Issue #12253, opened 2025-07-31
Remove instant query splitting feature


armandgrillet:
https://github.com/grafana/mimir/pull/2469 was added 3 years ago but causes correctness issues such as:

- https://github.com/grafana/mimir/issues/2590
- https://github.com/grafana/mimir/issues/2599

We are working on replacing this by a new implementation in the new query engine, and as such can remove this experimental feature.

PR #2634, opened 2022-08-02
Add instant split interval to HTTP header options

ssncferreira:
#### What this PR does

Add instant split interval to HTTP header options.

Conflicts with PR https://github.com/grafana/mimir/pull/2633

#### Which issue(s) this PR fixes or relates to

Fixes #<issue number>

#### Checklist

- [ ] Tests updated
- [ ] Documentation added
- [ ] `CHANGELOG.md` updated - the order of entries should be `[CHANGE]`, `[FEATURE]`, `[ENHANCEMENT]`, `[BUGFIX]`

PR #2633, opened 2022-08-02
Move split instant queries by interval to per-tenant config

ssncferreira:
#### What this PR does

Move split instant queries by interval from query-frontend config to a per-tenant config

#### Which issue(s) this PR fixes or relates to

Fixes #<issue number>

#### Checklist

- [ ] Tests updated
- [ ] Documentation added
- [ ] `CHANGELOG.md` updated - the order of entries should be `[CHANGE]`, `[FEATURE]`, `[ENHANCEMENT]`, `[BUGFIX]`

PR #2469, opened 2022-07-19
Add instant query split by range basic structure POC

ssncferreira:
#### What this PR does

Add split by range on instant queries.

Note: this is a WIP and is not production ready.

#### Which issue(s) this PR fixes or relates to

Fixes https://github.com/grafana/mimir-squad/issues/520

#### Checklist

- [ ] Tests updated
- [ ] Documentation added
- [ ] `CHANGELOG.md` updated - the order of entries should be `[CHANGE]`, `[FEATURE]`, `[ENHANCEMENT]`, `[BUGFIX]`

PR #12267, opened 2025-08-01
Remove instant query splitting feature

charleskorn:
#### What this PR does

This PR removes the experimental instant query splitting feature. As discussed in #12253, there are a couple of correctness issues with the existing implementation and we're working on a new implementation in MQE.

Resolves https://github.com/grafana/mimir/issues/12253

#### Checklist

- [x] Tests updated.
- [n/a] Documentation added.


lamida (commented):
The original PR for this was #2469. But on top of that there are two more PRs #2633 and  #2634.

This PR seems almost already cover most of things, but It I think we might want to revert also some stuffs from #2634 which is not already in this PR such on codec.go and model.proto.

charleskorn:
> The original PR for instant query splitting was #2469. But on top of that there are two more PRs #2633 and #2634.
> 
> This PR seems almost already cover most of things to revert #2469, but It I think we might want to revert also some stuffs from #2634 which is not already in this PR such on codec.go, model.proto, etc.

Good catch, I missed that - how does this look now?

lamida (approved):
image

🚀

dimitarvdimitrov (commented):
LGTM

PR #6191, opened 2023-10-02
Distributor write path: put httpgrpc.Errorf() calls at the topmost level

duricanikolic:
#### What this PR does
This PR introduces the following error types, reppresenting the problems on the distributor’s write path that need some special handling: 
-  `ReplicasNotMatch`, 
- `TooManyClusters`, 
- `ValidationError`, 
- `IngestionRateLimited`
- `RequestRateLimited`.
They all belong to the newly introduced package `distributorerror`.

Moreover, this PR refactors the distributor's write path in such a way that all the calls to `httpgrpc.Errorf()` have been moved to the topmost possible level,i.e., to:
- `push.handler()` and
- `distributor.Push()`.
The semantics of the distributor's write path has not been changed, i.e., the newly introduced errors are mapped to the same HTTP status codes their corresponding problems used to be assigned before this PR.

This refactoring is just a preliminary change needed for a bigger refactoring and improving of intester's and distributor's write path error handling.

#### Which issue(s) this PR fixes or relates to

Related to https://github.com/grafana/mimir/issues/1900, https://github.com/grafana/mimir/issues/6008

#### Checklist

- [x] Tests updated
- [ ] Documentation added
- [ ] `CHANGELOG.md` updated - the order of entries should be `[CHANGE]`, `[FEATURE]`, `[ENHANCEMENT]`, `[BUGFIX]`

PR #12269, opened 2025-08-01
Update comments about retaining label strings

bboreham:
#6191 changed the expectations around errors and string re-use, but left some comments in place which said exactly the wrong thing.

Relates to #12266

### DIFF
--- a/pkg/distributor/distributor.go
+++ b/pkg/distributor/distributor.go
@@ -807,7 +807,7 @@ func (d *Distributor) checkSample(ctx context.Context, userID, cluster, replica 
 // validateSamples validates samples of a single timeseries and removes the ones with duplicated timestamps.
 // Returns an error explaining the first validation finding.
 // May alter timeseries data in-place.
-// The returned error may retain the series labels.
+// The returned error MUST NOT retain label strings - they point into a gRPC buffer which is re-used.
 func (d *Distributor) validateSamples(now model.Time, ts *mimirpb.PreallocTimeseries, userID, group string) error {
 	if len(ts.Samples) == 0 {
 		return nil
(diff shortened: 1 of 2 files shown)


duricanikolic:
There are different occurrences of the following comment in [pkg/distributor/validate.go](https://github.com/grafana/mimir/blob/main/pkg/distributor/validate.go):
```
// The returned error may retain the provided series labels.
```
We need to update those comments too.
I would also put another comment stating that given that we use `fmt.Errorf()` the previous requirement is satisfied.

duricanikolic:
Related to [my previous comment](https://github.com/grafana/mimir/pull/12269#issuecomment-3143841184), and given that we actually use `extract.UnsafeMetricNameFromLabelAdapters()` only and exclusively in the places where we actually do **NOT** want an "unsafe" name, I am wondering if it maybe makes sense to replace  `extract.UnsafeMetricNameFromLabelAdapters()` with `extract.SsafeMetricNameFromLabelAdapters()`, and use that one:
```
// SafeMetricNameFromLabelAdapters extracts the metric name from a list of LabelPairs.
// The returned metric name string is a copy of the label value, and does not retain the series labels.
func UnsafeMetricNameFromLabelAdapters(labels []mimirpb.LabelAdapter) (string, error) {
	for _, label := range labels {
		if label.Name == model.MetricNameLabel {
			return fmt.Sprintf("%s", label.Value), nil
		}
	}
	return "", errNoMetricNameLabel
}
```

bboreham:
> We need to update those comments too.

Fixed, I think.

> I would also put another comment stating that given that we use fmt.Errorf() the previous requirement is satisfied.

I don't want to do that.  How far do you go to teach people a complex subject in source comments?

> we actually use extract.UnsafeMetricNameFromLabelAdapters() only and exclusively in the places where we actually do NOT want an "unsafe" name

This is not true; [example1](https://github.com/grafana/mimir/blob/aaae72d65d14af5f57be572d55603558017ed189/pkg/distributor/distributor.go#L1297), [example2](https://github.com/grafana/mimir/blob/aaae72d65d14af5f57be572d55603558017ed189/pkg/distributor/validate.go#L428).

Less important: we use `Unsafe` to mark the exceptions; a "safe" variant doesn't need special marking.

duricanikolic:
> > We need to update those comments too.
>
> Fixed, I think.

@bboreham no, you haven't :) The only modified source is `pkg/distributor/distributor.go`, while additional changes should be done in `pkg/distributor/validate.go`.

duricanikolic (approved):
LGTM
Thank you

PR #12270, opened 2025-08-01
feat(converter): monitor discovery and processing goroutines

jesusvazquez:
Before this change we were launching the goroutines without checking if they died
```
	go c.runBlockDiscovery(ctx)
	go c.runBlockProcessing(ctx)
```

I've modified the code slightly to monitor them so we can see panics in case they were failing silently before.

Also brings new parquet-common which has some performance improvements.

### DIFF
--- a/pkg/parquetconverter/parquet_converter.go
+++ b/pkg/parquetconverter/parquet_converter.go
@@ -30,6 +30,7 @@ import (
 	"github.com/prometheus/prometheus/model/labels"
 	"github.com/prometheus/prometheus/tsdb"
 	"github.com/thanos-io/objstore"
+	"golang.org/x/sync/errgroup"
 
 	"github.com/grafana/mimir/pkg/storage/bucket"
 	mimir_tsdb "github.com/grafana/mimir/pkg/storage/tsdb"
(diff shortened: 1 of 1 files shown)


pkg/parquetconverter/parquet_converter.go
```diff
@@ -286,59 +287,90 @@ func newRingAndLifecycler(cfg RingConfig, logger log.Logger, reg prometheus.Regi
...
+
+		discoveryTicker := time.NewTicker(c.Cfg.DiscoveryInterval)
+		defer discoveryTicker.Stop()
+
+		for {
+			select {
+			case <-gCtx.Done():
+				return nil
+			case <-discoveryTicker.C:
+				func() {
```
npazosmendez, line 307: What's the purpose of this `func() {` ?

npazosmendez (approved):

pkg/parquetconverter/parquet_converter.go
jesusvazquez: The func() bit is essential because if not the underlying defer() check is attached to the outer function.

By having this func + defer we can catch and recover in the infinite select loop if discoverAndEnqueueBlocks() panics. Then outside of the infinite select there is another catch in case something else panics but the process would not restart.

jesusvazquez:
Closing in favor of https://github.com/grafana/mimir/pull/12367

PR #12271, opened 2025-08-01
Warn about unsafe mutable labels in type names and doc strings

tcard:
#### What this PR does

* Creates aliases for `string` (`unsafeMutableString`) and `mimirpb.LabelAdapter` (`UnsafeMutableLabel`) to try and make it more obvious when it's not safe to shallow-copy then, as it usually is with strings/structs of strings.
* Add notices in the doc comments of `PreallocTimeseries` and descendents about avoiding shallow copies.

#### Checklist

- [x] Tests updated.
- [x] Documentation added.


pkg/mimirpb/timeseries.go
```diff
@@ -309,7 +315,9 @@ func (p *PreallocTimeseries) MarshalToSizedBuffer(buf []byte) (int, error) {
 }
 
 // LabelAdapter is a labels.Label that can be marshalled to/from protos.
-type LabelAdapter labels.Label
+type LabelAdapter struct {
```
tcard, line 318: `LabelAdapter` is reused in too many places (and, for what I could find, safely so) to just rename it to `UnsafeMutableLabel`, hence the alias.

pkg/mimirpb/timeseries.go
```diff
@@ -503,6 +511,25 @@ func (bs *LabelAdapter) Compare(other LabelAdapter) int {
 	return strings.Compare(bs.Value, other.Value)
 }
 
+// UnsafeMutableLabel is an alias of LabelAdapter meant to highlight its unsafety.
+//
+// # DO NOT SHALLOW-COPY
+//
+// When an UnsafeMutableLabel is referenced from a PreallocTimeseries, the data it
+// references may change once the timeseries is returned to the shared pool.
+type UnsafeMutableLabel = LabelAdapter
```
colega, line 520: Do we really want to define this as a type alias? Why not defining a new type `type UnsafeMutableLabel LabelAdapter` so an explicit conversion would be needed?

tcard: Explained in [this misplaced comment](https://github.com/grafana/mimir/pull/12271#discussion_r2248213989):

> `LabelAdapter` is reused in too many places (and, for what I could find, safely so) to just rename it to `UnsafeMutableLabel`, hence the alias.

tcard: Actually that explains why not rename it, not why not create a new type.

I'll try the new type approach.

tcard: Discussed off-PR but will repeat here. After giving it a try I've abandonded this attempt. Usage of yoloStrings is way too entrenched and a separate type for them doesn't really significantly solve the actual issue, as a type doesn't prevent you from retaining references any more than an alias does.

This is a social rather than technical remediation in the hopes that devs read "unsafeMutable" and take notice, and for that purpose, an alias is just as good as a new type.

#### Task statement:
In the material above, transcribe exactly the lines beginning at the one with "PR #2634, opened 2022-08-02" and ending at the one with "PR #2633, opened 2022-08-02", both included.

#### Answer box:
PR #2634, opened 2022-08-02
Add instant split interval to HTTP header options

ssncferreira:
#### What this PR does

Add instant split interval to HTTP header options.

Conflicts with PR https://github.com/grafana/mimir/pull/2633

#### Which issue(s) this PR fixes or relates to

Fixes #<issue number>

#### Checklist

- [ ] Tests updated
- [ ] Documentation added
- [ ] `CHANGELOG.md` updated - the order of entries should be `[CHANGE]`, `[FEATURE]`, `[ENHANCEMENT]`, `[BUGFIX]`

PR #2633, opened 2022-08-02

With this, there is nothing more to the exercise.